CMS open data and legacy data, even though still exciting and full of potential, are already a few years old. Because of the rapidly evolving technolgies, the computing environments that were used to analyze these data are already ancient compared to the current, bleeding edge ones.
Therefore, in order to mantain our ability to study these data, we have to rely on technologies that help us preserve adequate computer environments. One way of doing this is by using virtual machines.
In simple words, a virtual machine is an emulation of a computer system that can run within another system. The latter is usually known as the host.
Open data releases, CMSSW versions and operating systems¶
CMS open data from our 2010 release can be studied using CMSSW_4_2_8, a version of the CMSSW software that used to run under Scientific Linux CERN 5 (slc5) operating system. Likewise, open data from our 2011/2012 release used CMSSW_5_3_32 and those from 2015 release CMSSW_7_6_7 under Scientific Linux CERN 6 (slc6).
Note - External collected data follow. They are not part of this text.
PR #1355, opened 2023-02-14
Enable "destroy naming" via AJAX

nimmolo:
This makes the `destroy` link in the namings table (only available to the user who proposed the name) able to submit "remotely", i.e. via rails-ujs ajax. It adds a handler for the successful destroy action as a js template, `destroy.js.erb`.

## Please test manually ##


pellaea:
Groovy.  Looks like you got this down! :)

nimmolo:
The whirly has been added to the remote delete button.

nimmolo:
@pellaea Potential issue: For `destroy`, the whirly goes away if you confirm the destroy, after the db action has happend. But it stays on the screen if you cancel at the "Are you sure?" prompt. You have to click outside the whirly to dismiss the whirly.

The choices are: no whirly, or this. 
I don't know how to bind to the JS-generated `confirm` `dismiss` event, it would need to be written into the original handler, in this case extending rails-ujs probably. Not worth it i believe.

pellaea:
Not important, do away with the whirly?

nimmolo:
Ok. Yeah, the confirm dialog is enough feedback to start with, for this one.

pellaea:
(I appreciate you taking the time to try it, though.  I think it would be
the "correct" way to do it.  But since it's not possible, so be it.)

PR #1356, opened 2023-02-14
Enable "edit naming" via AJAX

nimmolo:
Generalizes the code for the "Propose a name" modal form, so it also works for editing a proposed name.

Adds a hidden form and input `ur_name_autocomplete` that initializes a name autocompleter. This can be transferred via jQuery to modal naming forms (that way, they don't have to query `Name.primer` again).

The "Edit" link under a naming (only available to the user who proposed the name) should now open the modal form if JS is on. If not, it loads the form page.

## Please test manually ##
- Propose a name for an observation
- Then click "Edit" under your proposed name, and change the name. Check autocomplete functionality!
- Try something deprecated
- Try a nonexistent name
- Try changing your vote on other namings


app/views/observations/namings/edit.js.erb
```diff
@@ -0,0 +1,38 @@
...
+  var naming_input = $("#naming_name");
+  var naming_form = $("#naming_form");
+  var namings_table = $("#namings_table");
+  var observation_namings = $("#observation_namings");
+  var this_modal = $(this);
+
+  new MOAutocompleter(jQuery.extend({
+    input_elem: naming_input,
+    ajax_url: "/ajax/auto_complete/name/@",
+    collapse: 1
```
pellaea, line 18: So there's a trick you can do with the MO autocompleter that allows you to establish a single name autocompleter that can be used with multiple name fields.  (I developed it for the species list bulk editor which I think is now defunct, but the code should still be sound.)  The concern is that each autocompleter instance loads in *a lot* of names.  Modern browsers use a lot of memory, sure, and can probably handle it... but why not have all the modals share the same autocompleter?

Hmmm.  There it is, not documented, alas.  Check the "reuse" method.  I think I get it.  I think you bind an MOAutocompleter to the first field like usual, then for all subsequent ones you do `$('#first_field').reuse($('#second_field'))` and so on.  This binds a bunch of events on #second_field to switch the input element over to the second one, etc.  It basically rebinds the autocompleter on the fly to whichever field you click into.  It worked well, as I recall.

nimmolo: Thanks! I did notice that, and wanted to use it. 

The trick is... the fields have the same ID. The first form is `remove()`d from the DOM, and then the second form is appended, and... there's nothing to reuse.

So I guess what I should do is this:
- Change the `id` attribute of the _old_ field, to `naming_name_old` or something.
- Hide the old form
- reuse the autocompleter `$('#naming_name').reuse($('#naming_name_old'))`
- _Then,_ remove the old form

Do you reckon that would work?

nimmolo: Oh. My comment related to `form_reload.js.erb` and you were commenting on `edit.js.erb`.

With `edit.js.erb` and `new.js.erb` there's no name autocompleter to reuse (we're on the show_obs page)... is there?

pellaea:
This is awesome.  If you wait a day or two, I can probably test drive it in the dev VM and see if I can break anything.

app/views/observations/namings/edit.js.erb
nimmolo: More background... 

The partial that renders the naming form into the modal already has a `turn_into_name_auto_completer`, and I think that should work, but it does not. (Maybe because the modal is still hidden at this point?):
```ruby
        <%= f_n.label(:name, :WHAT.t + ":") %>
        <%= f_n.text_field(:name, value: what, size: 40, class: "form-control",
                           autocomplete: "off", # turn off browser autocomplete
                           data: { autofocus: focus_on_name }) %>
        <% turn_into_name_auto_completer(:naming_name, primer: Name.primer) %>
```
In any case, i found that it didn't work; I had to manually bind the autocompleter with the response template (`new.js.erb` etc) after the modal is shown.

pellaea: I think there is, even on the show obs page.  Each time you propose a name or edit an existing one, it will popup this naming modal, right?  Unless it's the identical modal in each case.  (Sorry, I could check that myself if I were more patient.)  But certainly on the index this will become an issue.

How about this solution?  Create a hidden field, and bind a name autocompleter to it!  Then "reuse" it for all name fields, wherever they appear, whether in the initial page load or in the results of any ajax request.  (Unfortunately the way the autocompleter I adapted worked, it *had to* have a jquery element to work off of.  It's too much work to change that to work off of an "autocompleter" instance instead.)

pellaea: re: why turn_into_autocompleter doesn't work in ajax response -- I believe it's doing an "inject javascript at end" thingy.  That will never happen in an ajax response!

nimmolo: Right. Copying from a hidden one already in the page is a nice idea, i like it. 

Will add that field to observations index and show and adjust this. Is the correct syntax:
```js
AUTOCOMPLETERS[jQuery('##{first_id}').data('uuid')].reuse('#{new_id}')
```
?

pellaea: I don't think you need to mess with AUTOCOMPLETERS.  I think just `$('##{first_id}').reuse('#{new_id}')`.  But I'd have to test it, too! :)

The virtual machines that are used to analyze these data, therefore, need to consider all these compatibility subtleties.
Virtual machine images¶
In practical terms, a virtual machine image is a computer file that has all the right ingredients to create a virtual computer inside a given host. This file, however, needs to be decoded by a virtual machine interpreter, usually known as hypervisor, which runs on the host machine. One of the most famous hypervisors is Oracle's VirtualBox.
CMS virtual images¶
The most current images for CMS open data usage are described separately in the CERN Open Portal site for 2010 and 2011/2012/2015. They come equiped with the ROOT framework, CMSSW and CVMFS access.
When installing a CMS virtual machine (following the instructions below), always use the latest image file available for 2010 or 2011/2012/2015 data.
Detailed instructions on how to install the CERN virtual machines can be found in the 2010, 2011/2012 and 2015 virtual machine installation guides from the CERN Open Portal. Choose the one to follow depending on the data release you will be working on.
In summary, the basic steps are as follows:
- Download and install the latest (or even better, the latest tested) version of VirtualBox. Note that it is available for an ample range of platforms.
Download the latest CMS virtual image file. Choose between 2010 or 2011/2012, depending on the data release of interest. Once downloaded, import the image file into VirtualBox.
Always use the latest image file available for 2010 or 2011/2012/2015. Older ones are usually deprecated.
Test the environment; again, 2010, 2011/2012 and 2015, depending on the release.
- Finally, check for any known issues or limitations (2010, 2011/2012, 2015.)